Task statement. Pull out every line with the word "ralt" from the entries below.

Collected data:
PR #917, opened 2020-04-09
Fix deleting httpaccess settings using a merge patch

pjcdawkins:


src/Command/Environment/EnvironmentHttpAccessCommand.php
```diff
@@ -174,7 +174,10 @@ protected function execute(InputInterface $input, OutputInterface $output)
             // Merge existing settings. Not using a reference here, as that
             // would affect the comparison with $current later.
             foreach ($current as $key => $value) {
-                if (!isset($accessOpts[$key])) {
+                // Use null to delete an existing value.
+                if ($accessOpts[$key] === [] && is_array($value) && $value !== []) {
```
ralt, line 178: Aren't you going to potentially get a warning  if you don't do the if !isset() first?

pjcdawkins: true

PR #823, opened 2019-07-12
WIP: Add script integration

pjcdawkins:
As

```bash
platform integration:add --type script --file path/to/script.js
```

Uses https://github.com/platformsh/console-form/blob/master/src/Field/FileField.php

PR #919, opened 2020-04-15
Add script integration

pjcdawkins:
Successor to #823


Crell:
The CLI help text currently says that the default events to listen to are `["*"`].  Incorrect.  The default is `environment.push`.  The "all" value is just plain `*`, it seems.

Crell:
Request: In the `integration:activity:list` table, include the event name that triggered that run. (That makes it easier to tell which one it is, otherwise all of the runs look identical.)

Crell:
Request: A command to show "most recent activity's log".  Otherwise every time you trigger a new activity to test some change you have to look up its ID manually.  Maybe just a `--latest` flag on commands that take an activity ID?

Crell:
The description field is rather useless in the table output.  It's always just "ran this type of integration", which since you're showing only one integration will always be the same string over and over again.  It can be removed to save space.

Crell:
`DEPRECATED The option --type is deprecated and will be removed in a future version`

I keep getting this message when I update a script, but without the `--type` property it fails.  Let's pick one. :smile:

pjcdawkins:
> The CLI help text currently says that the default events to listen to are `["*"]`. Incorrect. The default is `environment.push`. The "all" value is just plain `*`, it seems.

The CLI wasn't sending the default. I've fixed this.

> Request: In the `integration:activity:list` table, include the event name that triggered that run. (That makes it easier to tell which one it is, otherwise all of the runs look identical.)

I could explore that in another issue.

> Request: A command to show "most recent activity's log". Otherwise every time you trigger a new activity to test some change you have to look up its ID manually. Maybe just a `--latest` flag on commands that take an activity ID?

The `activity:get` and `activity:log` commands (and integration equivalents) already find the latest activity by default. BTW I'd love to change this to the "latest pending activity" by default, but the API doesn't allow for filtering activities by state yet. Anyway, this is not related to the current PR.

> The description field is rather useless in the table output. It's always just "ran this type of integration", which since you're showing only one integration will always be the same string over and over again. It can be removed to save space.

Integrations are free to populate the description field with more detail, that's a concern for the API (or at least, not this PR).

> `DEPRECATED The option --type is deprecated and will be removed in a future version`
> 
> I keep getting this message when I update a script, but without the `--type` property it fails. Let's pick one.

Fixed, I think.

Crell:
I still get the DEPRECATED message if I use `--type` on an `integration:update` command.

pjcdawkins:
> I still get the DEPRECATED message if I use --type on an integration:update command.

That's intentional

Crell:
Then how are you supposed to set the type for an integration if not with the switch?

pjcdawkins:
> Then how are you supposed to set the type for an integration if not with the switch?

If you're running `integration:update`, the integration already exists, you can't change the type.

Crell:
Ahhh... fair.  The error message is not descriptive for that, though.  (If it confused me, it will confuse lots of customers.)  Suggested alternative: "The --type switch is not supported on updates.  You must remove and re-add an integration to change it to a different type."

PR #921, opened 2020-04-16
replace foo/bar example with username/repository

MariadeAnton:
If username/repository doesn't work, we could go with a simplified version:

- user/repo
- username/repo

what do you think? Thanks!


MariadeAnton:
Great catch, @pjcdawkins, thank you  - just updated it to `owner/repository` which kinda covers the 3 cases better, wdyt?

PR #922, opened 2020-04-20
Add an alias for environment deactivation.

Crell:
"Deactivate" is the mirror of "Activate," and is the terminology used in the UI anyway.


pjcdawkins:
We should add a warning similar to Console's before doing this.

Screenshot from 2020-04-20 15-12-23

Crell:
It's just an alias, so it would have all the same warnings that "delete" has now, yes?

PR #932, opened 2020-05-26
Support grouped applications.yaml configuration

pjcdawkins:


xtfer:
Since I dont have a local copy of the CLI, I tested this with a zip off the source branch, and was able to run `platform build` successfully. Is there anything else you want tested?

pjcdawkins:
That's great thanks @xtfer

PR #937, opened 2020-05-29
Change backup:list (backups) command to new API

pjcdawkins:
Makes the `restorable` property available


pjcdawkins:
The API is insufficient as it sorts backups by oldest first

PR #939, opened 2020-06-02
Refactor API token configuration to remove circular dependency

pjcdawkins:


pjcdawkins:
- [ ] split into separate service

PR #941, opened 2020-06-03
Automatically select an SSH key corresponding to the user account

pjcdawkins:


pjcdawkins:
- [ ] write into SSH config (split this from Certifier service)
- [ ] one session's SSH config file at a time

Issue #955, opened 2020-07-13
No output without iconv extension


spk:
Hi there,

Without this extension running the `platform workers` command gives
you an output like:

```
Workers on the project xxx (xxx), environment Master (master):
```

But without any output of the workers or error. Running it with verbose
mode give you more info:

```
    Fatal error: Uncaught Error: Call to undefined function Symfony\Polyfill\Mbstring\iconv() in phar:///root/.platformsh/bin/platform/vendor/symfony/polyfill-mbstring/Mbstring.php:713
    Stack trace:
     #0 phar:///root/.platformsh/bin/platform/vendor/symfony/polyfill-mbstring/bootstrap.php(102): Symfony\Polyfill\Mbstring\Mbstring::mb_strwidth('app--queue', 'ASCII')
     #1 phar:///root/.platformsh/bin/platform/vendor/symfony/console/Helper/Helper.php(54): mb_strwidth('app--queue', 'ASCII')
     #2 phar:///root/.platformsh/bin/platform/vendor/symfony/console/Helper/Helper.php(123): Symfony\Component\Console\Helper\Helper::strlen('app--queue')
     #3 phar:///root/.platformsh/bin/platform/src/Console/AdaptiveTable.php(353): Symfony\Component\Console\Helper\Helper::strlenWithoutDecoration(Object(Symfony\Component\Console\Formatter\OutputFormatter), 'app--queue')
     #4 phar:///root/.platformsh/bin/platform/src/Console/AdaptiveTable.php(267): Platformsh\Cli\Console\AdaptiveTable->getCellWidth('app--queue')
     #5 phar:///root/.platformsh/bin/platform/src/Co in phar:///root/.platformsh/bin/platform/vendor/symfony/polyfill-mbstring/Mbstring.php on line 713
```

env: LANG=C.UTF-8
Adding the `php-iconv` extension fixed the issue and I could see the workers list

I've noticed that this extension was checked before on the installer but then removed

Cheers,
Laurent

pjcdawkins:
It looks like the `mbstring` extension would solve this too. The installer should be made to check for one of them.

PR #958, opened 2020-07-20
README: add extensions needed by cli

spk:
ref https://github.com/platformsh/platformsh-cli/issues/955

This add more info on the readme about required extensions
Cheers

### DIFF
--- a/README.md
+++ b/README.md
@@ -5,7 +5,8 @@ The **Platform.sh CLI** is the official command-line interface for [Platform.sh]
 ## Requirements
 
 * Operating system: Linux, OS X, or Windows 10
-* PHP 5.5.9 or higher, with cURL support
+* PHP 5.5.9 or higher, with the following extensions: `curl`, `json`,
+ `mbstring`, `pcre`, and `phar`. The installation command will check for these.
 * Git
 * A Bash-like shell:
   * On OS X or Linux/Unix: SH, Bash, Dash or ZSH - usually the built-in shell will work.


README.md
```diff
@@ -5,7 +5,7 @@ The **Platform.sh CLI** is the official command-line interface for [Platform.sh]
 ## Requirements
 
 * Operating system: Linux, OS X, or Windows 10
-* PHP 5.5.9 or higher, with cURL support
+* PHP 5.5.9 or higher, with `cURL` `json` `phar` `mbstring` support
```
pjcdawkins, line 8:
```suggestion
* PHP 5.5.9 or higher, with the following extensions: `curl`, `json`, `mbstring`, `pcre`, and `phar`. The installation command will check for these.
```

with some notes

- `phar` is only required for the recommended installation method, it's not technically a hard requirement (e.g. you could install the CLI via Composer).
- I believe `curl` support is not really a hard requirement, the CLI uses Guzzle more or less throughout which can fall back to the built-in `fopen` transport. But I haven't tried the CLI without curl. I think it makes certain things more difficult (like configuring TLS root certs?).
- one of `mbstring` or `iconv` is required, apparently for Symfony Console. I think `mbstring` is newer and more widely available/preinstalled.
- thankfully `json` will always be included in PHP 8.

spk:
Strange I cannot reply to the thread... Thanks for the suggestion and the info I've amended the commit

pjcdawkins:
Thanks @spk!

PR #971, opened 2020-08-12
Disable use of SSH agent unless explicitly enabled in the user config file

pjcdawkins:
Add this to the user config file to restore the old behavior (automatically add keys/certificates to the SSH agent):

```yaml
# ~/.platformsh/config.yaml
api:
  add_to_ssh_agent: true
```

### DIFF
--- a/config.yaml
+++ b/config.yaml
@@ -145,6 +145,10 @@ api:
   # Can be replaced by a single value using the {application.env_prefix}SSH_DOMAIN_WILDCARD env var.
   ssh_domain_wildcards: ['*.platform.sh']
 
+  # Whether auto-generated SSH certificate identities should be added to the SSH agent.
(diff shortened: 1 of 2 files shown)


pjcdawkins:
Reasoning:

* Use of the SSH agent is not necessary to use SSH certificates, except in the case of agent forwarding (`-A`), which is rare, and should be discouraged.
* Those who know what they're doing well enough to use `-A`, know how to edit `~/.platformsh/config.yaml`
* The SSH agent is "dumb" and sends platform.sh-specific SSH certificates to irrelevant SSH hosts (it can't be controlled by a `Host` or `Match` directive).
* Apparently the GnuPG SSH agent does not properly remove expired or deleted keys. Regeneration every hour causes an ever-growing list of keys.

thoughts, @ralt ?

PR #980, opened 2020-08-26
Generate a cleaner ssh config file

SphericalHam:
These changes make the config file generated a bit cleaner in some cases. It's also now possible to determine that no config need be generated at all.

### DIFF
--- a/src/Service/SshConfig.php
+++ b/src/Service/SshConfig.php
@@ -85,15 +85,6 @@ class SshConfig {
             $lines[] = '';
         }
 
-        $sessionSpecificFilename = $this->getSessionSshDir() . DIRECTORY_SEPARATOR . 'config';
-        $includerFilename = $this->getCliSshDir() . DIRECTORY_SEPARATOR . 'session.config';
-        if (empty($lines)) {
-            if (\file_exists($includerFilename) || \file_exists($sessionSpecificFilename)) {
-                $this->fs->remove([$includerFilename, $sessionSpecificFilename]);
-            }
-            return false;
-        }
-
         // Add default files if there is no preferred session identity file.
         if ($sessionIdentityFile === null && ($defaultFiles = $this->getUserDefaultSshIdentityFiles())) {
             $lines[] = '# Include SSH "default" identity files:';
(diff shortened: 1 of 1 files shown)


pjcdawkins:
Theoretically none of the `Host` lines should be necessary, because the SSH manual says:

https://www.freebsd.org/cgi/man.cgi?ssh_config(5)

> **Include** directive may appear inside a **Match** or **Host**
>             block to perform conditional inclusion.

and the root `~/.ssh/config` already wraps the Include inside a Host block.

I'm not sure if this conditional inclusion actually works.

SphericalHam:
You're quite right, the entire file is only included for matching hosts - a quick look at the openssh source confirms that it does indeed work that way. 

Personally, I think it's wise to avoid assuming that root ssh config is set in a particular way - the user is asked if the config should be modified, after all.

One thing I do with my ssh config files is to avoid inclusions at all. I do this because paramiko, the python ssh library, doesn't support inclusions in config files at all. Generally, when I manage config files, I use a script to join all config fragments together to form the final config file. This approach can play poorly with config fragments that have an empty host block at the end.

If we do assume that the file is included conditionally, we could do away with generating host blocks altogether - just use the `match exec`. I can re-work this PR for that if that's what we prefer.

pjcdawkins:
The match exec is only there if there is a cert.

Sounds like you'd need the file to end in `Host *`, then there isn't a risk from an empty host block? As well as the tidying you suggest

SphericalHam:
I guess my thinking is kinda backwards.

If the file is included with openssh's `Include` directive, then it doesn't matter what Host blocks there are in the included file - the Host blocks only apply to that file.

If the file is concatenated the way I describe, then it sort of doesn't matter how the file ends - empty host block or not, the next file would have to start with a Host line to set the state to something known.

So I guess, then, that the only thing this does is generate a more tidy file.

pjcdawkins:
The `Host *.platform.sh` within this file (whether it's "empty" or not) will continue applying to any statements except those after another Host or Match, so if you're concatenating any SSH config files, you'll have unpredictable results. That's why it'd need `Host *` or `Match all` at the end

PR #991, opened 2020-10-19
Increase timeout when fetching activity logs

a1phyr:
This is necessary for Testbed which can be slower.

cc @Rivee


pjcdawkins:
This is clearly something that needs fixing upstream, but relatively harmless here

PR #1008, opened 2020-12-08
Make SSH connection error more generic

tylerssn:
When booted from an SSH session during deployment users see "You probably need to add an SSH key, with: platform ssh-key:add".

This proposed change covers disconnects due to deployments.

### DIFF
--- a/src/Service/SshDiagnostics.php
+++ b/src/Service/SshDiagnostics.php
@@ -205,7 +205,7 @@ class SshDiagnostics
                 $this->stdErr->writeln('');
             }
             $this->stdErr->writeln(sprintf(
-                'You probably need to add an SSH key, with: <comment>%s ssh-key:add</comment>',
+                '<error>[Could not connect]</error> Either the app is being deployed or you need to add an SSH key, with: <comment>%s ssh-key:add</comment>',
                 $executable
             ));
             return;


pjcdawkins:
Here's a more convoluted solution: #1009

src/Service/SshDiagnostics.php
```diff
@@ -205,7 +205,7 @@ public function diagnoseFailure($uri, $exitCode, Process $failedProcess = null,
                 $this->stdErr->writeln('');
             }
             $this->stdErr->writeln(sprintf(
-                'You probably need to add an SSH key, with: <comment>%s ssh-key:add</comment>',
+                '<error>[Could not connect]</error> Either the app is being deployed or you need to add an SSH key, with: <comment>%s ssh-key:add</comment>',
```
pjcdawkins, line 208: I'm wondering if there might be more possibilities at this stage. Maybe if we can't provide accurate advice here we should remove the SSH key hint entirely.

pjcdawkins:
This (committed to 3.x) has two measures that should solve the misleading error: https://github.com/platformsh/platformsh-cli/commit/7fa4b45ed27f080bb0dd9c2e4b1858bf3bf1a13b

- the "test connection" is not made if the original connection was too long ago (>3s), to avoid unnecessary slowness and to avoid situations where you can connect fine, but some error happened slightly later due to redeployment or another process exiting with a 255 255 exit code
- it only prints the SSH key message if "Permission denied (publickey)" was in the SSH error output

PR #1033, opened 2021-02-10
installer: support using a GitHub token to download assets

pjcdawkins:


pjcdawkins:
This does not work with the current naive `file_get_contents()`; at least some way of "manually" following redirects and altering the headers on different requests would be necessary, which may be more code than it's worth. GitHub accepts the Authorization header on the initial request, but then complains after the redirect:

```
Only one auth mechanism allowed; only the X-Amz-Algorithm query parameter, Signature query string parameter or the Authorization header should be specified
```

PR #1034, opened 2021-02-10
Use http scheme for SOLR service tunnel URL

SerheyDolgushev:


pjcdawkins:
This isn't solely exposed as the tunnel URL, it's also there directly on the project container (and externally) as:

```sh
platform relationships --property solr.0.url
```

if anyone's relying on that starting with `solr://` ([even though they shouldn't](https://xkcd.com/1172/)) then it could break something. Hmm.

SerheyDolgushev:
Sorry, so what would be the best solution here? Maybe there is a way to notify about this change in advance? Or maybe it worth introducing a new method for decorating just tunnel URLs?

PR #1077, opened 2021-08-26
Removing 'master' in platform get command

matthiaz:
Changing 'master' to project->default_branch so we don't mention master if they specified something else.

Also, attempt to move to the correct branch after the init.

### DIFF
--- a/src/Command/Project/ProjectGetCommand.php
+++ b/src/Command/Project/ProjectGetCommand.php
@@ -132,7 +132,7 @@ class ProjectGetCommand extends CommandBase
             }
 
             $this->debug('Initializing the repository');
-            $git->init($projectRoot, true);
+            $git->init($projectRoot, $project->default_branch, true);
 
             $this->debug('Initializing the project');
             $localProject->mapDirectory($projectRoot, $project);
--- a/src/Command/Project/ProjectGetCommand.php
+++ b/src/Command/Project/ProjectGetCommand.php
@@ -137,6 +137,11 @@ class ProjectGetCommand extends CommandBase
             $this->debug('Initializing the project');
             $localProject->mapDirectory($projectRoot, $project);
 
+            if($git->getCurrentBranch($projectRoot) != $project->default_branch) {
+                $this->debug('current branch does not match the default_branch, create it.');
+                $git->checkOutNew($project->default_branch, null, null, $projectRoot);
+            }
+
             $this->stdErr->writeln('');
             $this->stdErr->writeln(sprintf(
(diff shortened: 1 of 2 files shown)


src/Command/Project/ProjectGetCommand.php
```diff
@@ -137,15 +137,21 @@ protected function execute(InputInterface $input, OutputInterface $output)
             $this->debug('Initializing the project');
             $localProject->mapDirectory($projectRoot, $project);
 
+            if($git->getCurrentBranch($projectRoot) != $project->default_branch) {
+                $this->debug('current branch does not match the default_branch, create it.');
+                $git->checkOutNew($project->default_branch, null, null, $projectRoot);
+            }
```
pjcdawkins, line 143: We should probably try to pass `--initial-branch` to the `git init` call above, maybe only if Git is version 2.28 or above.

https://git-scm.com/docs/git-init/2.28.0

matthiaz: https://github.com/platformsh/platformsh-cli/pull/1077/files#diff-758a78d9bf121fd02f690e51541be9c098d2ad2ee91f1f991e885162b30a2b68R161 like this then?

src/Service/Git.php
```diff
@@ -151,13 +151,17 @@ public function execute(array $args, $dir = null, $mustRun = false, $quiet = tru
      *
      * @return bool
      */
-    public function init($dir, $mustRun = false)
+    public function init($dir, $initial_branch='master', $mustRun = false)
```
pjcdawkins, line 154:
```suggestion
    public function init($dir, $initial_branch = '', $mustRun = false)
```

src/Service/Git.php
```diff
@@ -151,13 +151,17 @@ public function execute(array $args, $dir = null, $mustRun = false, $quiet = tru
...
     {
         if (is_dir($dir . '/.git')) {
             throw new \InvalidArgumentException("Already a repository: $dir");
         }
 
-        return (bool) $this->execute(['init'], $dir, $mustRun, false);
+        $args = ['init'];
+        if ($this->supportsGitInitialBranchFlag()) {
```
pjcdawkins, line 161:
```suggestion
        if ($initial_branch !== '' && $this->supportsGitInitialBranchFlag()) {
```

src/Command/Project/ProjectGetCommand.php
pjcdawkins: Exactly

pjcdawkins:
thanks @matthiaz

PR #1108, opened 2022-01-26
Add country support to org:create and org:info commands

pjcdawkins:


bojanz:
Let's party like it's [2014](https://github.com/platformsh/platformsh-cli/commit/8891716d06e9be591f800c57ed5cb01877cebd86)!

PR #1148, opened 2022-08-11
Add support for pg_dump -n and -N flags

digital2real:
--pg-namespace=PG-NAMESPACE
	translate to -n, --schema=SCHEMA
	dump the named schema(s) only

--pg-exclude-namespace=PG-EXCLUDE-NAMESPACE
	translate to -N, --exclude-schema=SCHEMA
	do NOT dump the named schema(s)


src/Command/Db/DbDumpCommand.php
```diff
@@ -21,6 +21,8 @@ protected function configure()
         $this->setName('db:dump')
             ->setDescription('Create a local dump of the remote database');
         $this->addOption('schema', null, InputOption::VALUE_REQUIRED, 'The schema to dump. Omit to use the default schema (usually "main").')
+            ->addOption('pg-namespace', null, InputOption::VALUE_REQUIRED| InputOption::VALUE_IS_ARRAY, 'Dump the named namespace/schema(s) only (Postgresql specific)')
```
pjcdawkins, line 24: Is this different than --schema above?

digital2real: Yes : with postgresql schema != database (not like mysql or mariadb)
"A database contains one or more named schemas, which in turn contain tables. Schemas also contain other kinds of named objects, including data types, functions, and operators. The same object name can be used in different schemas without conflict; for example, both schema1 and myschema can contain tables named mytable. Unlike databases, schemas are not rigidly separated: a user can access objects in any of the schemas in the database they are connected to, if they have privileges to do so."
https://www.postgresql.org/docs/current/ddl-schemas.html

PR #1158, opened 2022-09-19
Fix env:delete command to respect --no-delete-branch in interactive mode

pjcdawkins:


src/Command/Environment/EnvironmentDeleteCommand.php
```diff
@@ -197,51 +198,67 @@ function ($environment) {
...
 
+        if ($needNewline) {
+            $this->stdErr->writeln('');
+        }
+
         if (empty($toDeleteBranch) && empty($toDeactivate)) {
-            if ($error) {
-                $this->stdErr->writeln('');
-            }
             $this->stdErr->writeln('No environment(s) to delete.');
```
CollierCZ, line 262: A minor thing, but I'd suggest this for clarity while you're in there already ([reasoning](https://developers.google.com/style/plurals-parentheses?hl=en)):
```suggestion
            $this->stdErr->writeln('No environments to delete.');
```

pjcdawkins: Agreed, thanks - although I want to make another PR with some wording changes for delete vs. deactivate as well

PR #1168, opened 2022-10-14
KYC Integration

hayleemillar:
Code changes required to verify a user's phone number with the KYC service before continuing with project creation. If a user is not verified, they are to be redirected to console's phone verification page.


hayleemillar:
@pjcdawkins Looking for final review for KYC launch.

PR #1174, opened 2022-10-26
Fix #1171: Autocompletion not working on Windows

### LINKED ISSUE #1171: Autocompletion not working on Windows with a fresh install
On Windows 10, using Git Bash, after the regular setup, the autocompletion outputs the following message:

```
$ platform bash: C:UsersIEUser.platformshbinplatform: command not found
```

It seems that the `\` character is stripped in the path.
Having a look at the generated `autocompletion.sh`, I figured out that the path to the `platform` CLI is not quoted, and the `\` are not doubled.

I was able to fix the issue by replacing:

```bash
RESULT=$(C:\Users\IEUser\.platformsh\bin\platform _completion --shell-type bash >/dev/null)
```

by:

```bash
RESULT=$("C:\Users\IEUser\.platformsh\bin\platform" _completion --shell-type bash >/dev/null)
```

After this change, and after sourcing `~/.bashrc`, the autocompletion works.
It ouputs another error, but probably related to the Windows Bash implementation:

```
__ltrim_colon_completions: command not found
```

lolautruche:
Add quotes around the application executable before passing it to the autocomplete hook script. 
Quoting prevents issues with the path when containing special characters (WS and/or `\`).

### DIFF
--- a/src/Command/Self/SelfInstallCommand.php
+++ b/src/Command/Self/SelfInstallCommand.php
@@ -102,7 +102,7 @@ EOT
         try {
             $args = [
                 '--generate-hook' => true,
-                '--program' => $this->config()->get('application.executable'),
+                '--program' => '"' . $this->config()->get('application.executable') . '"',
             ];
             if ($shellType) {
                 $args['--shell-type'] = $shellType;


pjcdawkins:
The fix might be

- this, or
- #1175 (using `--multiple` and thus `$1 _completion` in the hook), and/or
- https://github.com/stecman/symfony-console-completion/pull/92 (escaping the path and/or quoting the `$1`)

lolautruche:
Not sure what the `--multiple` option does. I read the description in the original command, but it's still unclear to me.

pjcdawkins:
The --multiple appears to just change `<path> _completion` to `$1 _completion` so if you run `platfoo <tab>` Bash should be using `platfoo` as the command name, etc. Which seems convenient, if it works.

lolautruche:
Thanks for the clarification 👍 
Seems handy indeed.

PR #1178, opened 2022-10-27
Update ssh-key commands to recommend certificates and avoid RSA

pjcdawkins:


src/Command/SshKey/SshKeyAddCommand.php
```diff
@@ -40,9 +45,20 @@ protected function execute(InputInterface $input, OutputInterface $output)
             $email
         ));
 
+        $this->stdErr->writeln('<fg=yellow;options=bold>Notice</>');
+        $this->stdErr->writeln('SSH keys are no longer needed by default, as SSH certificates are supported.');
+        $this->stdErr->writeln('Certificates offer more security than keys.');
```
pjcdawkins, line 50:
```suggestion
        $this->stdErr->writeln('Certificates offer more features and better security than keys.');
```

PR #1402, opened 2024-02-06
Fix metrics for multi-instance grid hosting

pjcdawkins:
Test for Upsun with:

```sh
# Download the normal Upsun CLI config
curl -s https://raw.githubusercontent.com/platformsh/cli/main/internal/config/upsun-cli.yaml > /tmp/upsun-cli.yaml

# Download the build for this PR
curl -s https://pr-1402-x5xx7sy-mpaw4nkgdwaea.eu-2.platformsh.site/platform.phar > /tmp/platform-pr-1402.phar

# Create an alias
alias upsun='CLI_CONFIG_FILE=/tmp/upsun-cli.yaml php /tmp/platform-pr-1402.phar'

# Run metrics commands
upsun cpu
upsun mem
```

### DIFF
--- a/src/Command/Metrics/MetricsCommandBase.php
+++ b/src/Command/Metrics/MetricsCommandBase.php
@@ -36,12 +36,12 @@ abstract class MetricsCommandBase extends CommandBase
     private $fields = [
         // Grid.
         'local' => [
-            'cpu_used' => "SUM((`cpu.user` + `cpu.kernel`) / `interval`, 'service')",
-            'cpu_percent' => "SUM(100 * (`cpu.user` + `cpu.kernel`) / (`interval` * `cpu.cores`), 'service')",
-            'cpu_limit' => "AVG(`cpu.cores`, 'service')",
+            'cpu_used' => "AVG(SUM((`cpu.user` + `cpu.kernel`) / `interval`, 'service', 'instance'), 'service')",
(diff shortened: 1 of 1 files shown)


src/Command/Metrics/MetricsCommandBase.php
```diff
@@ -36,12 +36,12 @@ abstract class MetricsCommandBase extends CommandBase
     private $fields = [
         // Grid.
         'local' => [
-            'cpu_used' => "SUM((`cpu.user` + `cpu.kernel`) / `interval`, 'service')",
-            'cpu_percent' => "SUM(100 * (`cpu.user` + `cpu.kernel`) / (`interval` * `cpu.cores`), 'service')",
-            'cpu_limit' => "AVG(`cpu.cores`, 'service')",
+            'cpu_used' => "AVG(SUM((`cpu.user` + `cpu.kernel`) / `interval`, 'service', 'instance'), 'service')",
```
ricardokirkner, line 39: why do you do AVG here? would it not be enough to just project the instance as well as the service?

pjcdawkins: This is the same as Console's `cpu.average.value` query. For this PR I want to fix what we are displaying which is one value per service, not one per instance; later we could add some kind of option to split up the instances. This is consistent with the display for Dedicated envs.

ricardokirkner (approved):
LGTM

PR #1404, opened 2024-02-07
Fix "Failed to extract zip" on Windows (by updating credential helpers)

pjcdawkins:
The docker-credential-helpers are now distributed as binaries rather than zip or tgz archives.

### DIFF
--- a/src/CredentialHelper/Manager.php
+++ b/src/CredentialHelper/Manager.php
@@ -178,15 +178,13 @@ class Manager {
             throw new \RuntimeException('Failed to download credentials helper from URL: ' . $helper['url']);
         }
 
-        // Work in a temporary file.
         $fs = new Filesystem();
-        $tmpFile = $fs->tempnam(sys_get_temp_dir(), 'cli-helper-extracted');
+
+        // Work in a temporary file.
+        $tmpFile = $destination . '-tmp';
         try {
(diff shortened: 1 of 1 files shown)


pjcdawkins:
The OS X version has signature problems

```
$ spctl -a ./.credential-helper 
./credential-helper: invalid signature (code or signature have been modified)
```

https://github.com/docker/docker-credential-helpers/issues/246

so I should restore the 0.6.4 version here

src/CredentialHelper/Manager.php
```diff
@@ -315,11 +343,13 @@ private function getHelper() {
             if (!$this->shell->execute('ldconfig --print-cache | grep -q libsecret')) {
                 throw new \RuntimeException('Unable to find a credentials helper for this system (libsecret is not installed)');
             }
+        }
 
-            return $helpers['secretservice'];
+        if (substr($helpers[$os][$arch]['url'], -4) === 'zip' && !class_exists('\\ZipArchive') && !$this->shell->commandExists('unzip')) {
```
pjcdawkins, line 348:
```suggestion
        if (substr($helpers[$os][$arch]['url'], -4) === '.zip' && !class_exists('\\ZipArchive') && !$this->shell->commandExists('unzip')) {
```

Task answer.
ralt, line 178: Aren't you going to potentially get a warning  if you don't do the if !isset() first?
thoughts, @ralt ?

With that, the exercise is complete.